Work request -> Show all lines below holding the string "client".

Task material ->

PR #308, opened 2024-06-06
Updating deprecated goreleaser flag in main workflow

IaroslavTitov:
Another goreleaser deprecation, source - https://goreleaser.com/deprecations/?h=skip+validate#-skip

This is needed to fix main workflow

### DIFF
--- a/.github/workflows/main.yml
+++ b/.github/workflows/main.yml
@@ -197,7 +197,7 @@ jobs:
     - name: Run GoReleaser
       uses: goreleaser/goreleaser-action@v2
       with:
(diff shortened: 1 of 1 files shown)


komalali (approved):

komalali:
Did we happen to check if there are any other workflows using goreleaser?

IaroslavTitov:
> Did we happen to check if there are any other workflows using goreleaser?

Just main and release are, so this will hopefully be the last goreleaser change. I was rushing to get the release out yesterday, so didn't really even look at main

PR #310, opened 2024-06-07
Fixing Schedules import

IaroslavTitov:
### Summary
- Reworked Read method to read using values from id, which allows import of values

### Testing
- Tested using below commands:
- `pulumi import pulumiservice:index:DriftSchedule importedthing2 IaroslavTitov/PulumiDotnet/SdkTest5/ttl/c940d27b-d563-4f07-8833-9f2d14baa32b`
- `pulumi import pulumiservice:index:TtlSchedule importedthing2 IaroslavTitov/PulumiDotnet/SdkTest5/ttl/c940d27b-d563-4f07-8833-9f2d14baa32b`
- `pulumi import pulumiservice:index:DeploymentSchedule importedthing3 IaroslavTitov/PulumiDotnet/SdkTest5/539430ce-96e9-4228-a5a2-5a3cd138d0df`

I had to grab schedule id's using browser tools, but we already have an issue to address that -  https://github.com/pulumi/pulumi-service/issues/20094

### DIFF
--- a/provider/pkg/provider/deployment_schedules.go
+++ b/provider/pkg/provider/deployment_schedules.go
@@ -4,6 +4,7 @@ import (
 	"context"
 	"fmt"
 	"path"
+	"strings"
 	"time"
 
 	"github.com/pulumi/pulumi-pulumiservice/provider/pkg/internal/pulumiapi"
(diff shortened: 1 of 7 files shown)


provider/pkg/provider/deployment_schedules.go
```diff
@@ -322,24 +323,35 @@ func (st *PulumiServiceDeploymentScheduleResource) Update(req *pulumirpc.UpdateR
...
 
-	scheduleID, err := st.client.GetSchedule(context.Background(), output.Stack, output.ScheduleID)
+	scheduleResponse, err := st.client.GetSchedule(context.Background(), *stack, *scheduleID)
 	if err != nil {
 		return nil, fmt.Errorf("failed to read DeploymentSchedule (%q): %w", req.Id, err)
 	}
-	if scheduleID == nil {
-		// if the tag doesn't exist, then return empty response
+	if scheduleResponse == nil {
+		// if schedule doesn't exist, then return empty response
```
komalali, line 336: Might be worth clarifying this comment to state that this deletes the resource from state.
```suggestion
		// if schedule doesn't exist, then return empty response to delete it from state
```

komalali (approved):

provider/pkg/provider/deployment_schedules.go
IaroslavTitov: Good point, will update all 3 places

PR #320, opened 2024-06-14
Fixing Deployment Secrets - Parallel Values

IaroslavTitov:
Note: this is an alternative approach for PR - https://github.com/pulumi/pulumi-pulumiservice/pull/325

### Summary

Answer area ->
-	scheduleID, err := st.client.GetSchedule(context.Background(), output.Stack, output.ScheduleID)
+	scheduleResponse, err := st.client.GetSchedule(context.Background(), *stack, *scheduleID)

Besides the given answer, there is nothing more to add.